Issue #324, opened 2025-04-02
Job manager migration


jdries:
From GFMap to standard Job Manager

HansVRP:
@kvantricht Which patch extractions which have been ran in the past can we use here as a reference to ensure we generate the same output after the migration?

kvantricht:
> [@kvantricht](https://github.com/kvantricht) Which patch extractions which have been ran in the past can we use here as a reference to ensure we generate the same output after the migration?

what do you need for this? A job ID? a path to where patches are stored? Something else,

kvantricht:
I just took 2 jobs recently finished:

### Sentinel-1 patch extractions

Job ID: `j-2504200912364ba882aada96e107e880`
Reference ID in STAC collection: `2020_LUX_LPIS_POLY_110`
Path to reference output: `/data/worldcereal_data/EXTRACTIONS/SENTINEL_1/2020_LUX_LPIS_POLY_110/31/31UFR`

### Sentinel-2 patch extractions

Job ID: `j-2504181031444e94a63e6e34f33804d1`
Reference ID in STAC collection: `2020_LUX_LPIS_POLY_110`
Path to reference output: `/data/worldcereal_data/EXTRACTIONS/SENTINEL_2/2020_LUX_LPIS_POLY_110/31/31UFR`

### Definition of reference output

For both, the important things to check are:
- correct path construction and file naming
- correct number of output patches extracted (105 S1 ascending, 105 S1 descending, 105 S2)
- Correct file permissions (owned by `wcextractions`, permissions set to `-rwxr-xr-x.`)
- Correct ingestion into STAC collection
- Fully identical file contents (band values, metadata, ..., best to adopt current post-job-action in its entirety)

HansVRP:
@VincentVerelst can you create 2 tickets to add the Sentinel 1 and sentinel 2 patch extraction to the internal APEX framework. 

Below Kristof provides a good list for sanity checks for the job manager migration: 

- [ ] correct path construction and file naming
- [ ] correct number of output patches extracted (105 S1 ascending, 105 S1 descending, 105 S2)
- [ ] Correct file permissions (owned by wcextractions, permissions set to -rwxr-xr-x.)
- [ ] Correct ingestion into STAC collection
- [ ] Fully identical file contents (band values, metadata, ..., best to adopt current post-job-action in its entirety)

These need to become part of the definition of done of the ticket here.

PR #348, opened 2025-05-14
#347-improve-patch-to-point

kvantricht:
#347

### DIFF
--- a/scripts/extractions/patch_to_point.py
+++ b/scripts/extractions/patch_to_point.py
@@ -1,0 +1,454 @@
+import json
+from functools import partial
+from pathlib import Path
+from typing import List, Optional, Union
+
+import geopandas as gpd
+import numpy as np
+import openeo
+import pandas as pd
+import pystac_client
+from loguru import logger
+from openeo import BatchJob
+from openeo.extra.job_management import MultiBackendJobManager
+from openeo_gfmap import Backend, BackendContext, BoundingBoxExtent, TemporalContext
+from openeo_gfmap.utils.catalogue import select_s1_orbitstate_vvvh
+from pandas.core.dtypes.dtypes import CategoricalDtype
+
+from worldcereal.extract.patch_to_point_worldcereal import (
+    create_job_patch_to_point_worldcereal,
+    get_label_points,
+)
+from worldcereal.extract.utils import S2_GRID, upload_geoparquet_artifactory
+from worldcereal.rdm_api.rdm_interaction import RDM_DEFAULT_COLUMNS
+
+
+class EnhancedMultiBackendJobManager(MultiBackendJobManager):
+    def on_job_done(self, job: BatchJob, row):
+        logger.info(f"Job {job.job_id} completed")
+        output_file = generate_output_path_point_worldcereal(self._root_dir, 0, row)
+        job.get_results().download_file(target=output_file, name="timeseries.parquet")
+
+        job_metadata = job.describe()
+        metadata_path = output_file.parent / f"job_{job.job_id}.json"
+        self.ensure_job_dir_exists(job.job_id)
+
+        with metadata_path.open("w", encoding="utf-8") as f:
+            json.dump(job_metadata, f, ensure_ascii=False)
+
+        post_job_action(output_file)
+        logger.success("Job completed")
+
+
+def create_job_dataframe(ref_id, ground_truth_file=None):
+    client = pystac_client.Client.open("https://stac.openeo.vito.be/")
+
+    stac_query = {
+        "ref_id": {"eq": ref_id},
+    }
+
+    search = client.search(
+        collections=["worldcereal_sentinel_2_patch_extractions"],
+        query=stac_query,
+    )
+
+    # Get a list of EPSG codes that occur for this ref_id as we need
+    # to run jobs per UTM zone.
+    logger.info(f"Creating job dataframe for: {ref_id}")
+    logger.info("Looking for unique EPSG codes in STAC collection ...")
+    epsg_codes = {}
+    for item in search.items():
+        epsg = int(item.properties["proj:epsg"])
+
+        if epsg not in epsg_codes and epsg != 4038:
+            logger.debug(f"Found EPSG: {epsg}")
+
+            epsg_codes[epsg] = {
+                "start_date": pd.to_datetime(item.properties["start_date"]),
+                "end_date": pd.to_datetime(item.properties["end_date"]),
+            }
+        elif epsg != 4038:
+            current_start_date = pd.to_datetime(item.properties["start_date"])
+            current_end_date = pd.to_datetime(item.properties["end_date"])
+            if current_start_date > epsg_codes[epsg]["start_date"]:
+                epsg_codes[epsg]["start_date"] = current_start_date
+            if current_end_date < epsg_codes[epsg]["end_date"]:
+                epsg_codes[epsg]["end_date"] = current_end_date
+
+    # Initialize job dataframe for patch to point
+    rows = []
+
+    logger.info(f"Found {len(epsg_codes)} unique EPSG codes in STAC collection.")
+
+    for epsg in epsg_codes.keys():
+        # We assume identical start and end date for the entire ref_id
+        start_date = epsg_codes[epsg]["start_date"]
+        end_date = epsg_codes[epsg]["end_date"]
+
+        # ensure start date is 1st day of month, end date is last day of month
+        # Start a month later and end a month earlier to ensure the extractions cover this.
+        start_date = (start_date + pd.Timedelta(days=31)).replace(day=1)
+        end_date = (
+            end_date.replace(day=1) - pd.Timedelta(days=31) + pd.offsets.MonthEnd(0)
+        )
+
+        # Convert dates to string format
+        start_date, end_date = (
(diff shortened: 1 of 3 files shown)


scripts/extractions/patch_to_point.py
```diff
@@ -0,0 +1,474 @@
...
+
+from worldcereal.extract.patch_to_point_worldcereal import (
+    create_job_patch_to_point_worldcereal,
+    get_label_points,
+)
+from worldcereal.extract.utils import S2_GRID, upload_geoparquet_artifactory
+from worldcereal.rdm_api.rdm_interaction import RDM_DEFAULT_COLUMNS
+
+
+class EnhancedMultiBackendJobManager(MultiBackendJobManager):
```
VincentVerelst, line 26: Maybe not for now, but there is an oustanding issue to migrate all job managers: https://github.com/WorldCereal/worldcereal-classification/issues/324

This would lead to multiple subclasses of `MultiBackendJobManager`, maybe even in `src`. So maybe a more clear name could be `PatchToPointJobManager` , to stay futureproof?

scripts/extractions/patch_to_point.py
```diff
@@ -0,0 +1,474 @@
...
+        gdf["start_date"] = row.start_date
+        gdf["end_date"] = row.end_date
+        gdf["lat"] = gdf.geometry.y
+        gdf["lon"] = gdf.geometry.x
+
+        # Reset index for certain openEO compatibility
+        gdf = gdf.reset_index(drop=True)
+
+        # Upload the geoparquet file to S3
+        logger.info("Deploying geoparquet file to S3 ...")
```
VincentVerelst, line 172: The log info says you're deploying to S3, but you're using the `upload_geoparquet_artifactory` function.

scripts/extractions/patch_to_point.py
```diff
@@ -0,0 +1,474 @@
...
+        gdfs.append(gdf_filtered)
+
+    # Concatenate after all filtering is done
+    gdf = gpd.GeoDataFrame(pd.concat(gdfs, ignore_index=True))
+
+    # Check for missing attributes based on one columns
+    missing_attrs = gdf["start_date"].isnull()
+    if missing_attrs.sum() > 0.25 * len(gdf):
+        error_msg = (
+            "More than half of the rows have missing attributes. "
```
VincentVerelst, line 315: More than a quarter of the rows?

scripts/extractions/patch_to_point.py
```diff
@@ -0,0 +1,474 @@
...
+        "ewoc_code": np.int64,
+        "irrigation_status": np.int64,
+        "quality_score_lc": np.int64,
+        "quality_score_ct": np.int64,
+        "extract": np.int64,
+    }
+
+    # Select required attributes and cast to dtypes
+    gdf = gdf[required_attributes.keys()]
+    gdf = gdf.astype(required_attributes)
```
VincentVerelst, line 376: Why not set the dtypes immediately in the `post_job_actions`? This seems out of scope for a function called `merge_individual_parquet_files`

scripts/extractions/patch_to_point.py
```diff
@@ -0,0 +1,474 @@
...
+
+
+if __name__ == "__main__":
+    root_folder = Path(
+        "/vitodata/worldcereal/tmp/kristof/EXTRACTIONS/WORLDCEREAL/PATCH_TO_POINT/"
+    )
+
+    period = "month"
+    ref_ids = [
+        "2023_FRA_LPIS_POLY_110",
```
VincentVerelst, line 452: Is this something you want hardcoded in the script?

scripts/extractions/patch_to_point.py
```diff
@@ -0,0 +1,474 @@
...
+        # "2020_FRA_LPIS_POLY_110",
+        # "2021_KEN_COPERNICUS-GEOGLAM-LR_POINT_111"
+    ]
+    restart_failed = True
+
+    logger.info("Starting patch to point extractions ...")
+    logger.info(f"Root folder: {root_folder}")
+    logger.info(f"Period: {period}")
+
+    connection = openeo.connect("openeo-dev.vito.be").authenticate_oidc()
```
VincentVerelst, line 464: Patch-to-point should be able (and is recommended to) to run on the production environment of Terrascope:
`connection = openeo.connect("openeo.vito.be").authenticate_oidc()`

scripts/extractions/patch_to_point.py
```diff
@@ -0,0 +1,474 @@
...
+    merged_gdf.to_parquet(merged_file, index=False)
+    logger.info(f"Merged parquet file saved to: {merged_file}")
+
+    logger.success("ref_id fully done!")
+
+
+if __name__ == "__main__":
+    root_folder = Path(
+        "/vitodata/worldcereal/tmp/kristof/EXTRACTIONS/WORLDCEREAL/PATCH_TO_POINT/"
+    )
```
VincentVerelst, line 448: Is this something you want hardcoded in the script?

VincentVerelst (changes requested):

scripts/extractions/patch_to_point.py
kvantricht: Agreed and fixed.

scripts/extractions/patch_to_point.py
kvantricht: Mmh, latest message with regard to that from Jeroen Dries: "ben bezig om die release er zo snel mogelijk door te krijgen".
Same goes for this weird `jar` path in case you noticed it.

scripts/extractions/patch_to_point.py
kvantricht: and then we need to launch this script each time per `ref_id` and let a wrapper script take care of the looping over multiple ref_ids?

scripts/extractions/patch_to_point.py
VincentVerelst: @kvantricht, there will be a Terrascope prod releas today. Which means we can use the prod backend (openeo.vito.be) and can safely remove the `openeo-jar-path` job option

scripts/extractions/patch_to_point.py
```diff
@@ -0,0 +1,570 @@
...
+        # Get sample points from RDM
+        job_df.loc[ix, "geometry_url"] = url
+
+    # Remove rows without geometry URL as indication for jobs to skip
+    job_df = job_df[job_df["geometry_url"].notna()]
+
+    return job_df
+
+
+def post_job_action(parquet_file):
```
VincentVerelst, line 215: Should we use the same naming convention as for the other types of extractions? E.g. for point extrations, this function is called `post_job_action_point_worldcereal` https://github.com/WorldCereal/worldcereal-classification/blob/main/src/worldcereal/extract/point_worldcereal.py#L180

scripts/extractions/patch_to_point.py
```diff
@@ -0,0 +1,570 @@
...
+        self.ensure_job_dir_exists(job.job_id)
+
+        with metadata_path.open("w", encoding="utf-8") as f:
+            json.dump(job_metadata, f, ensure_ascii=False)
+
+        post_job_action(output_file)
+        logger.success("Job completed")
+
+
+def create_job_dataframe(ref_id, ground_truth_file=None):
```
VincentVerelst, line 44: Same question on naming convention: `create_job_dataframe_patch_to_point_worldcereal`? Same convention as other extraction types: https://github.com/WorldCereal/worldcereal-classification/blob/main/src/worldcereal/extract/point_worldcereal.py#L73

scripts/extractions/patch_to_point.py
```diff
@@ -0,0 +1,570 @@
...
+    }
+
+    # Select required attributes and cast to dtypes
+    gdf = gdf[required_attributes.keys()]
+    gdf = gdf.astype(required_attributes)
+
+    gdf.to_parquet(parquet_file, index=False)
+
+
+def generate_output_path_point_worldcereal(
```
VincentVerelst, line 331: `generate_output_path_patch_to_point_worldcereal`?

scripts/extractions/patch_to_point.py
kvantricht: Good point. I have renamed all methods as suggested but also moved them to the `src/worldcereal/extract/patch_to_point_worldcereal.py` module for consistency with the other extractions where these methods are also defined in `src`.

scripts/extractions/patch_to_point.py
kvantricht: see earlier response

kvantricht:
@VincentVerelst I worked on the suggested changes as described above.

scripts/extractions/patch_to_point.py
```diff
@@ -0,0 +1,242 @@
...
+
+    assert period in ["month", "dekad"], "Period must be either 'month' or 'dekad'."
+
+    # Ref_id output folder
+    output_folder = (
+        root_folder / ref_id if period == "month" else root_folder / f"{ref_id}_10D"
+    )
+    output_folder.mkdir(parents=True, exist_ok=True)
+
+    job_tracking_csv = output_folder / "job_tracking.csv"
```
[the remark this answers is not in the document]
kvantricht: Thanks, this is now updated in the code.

Task prompt: All lines above from the one holding "numpy as np" to the one holding "job_metadata = job.describe()", inclusive, are to be copied exactly; no other line is wanted.

Exercise solution:
+import numpy as np
+import openeo
+import pandas as pd
+import pystac_client
+from loguru import logger
+from openeo import BatchJob
+from openeo.extra.job_management import MultiBackendJobManager
+from openeo_gfmap import Backend, BackendContext, BoundingBoxExtent, TemporalContext
+from openeo_gfmap.utils.catalogue import select_s1_orbitstate_vvvh
+from pandas.core.dtypes.dtypes import CategoricalDtype
+
+from worldcereal.extract.patch_to_point_worldcereal import (
+    create_job_patch_to_point_worldcereal,
+    get_label_points,
+)
+from worldcereal.extract.utils import S2_GRID, upload_geoparquet_artifactory
+from worldcereal.rdm_api.rdm_interaction import RDM_DEFAULT_COLUMNS
+
+
+class EnhancedMultiBackendJobManager(MultiBackendJobManager):
+    def on_job_done(self, job: BatchJob, row):
+        logger.info(f"Job {job.job_id} completed")
+        output_file = generate_output_path_point_worldcereal(self._root_dir, 0, row)
+        job.get_results().download_file(target=output_file, name="timeseries.parquet")
+
+        job_metadata = job.describe()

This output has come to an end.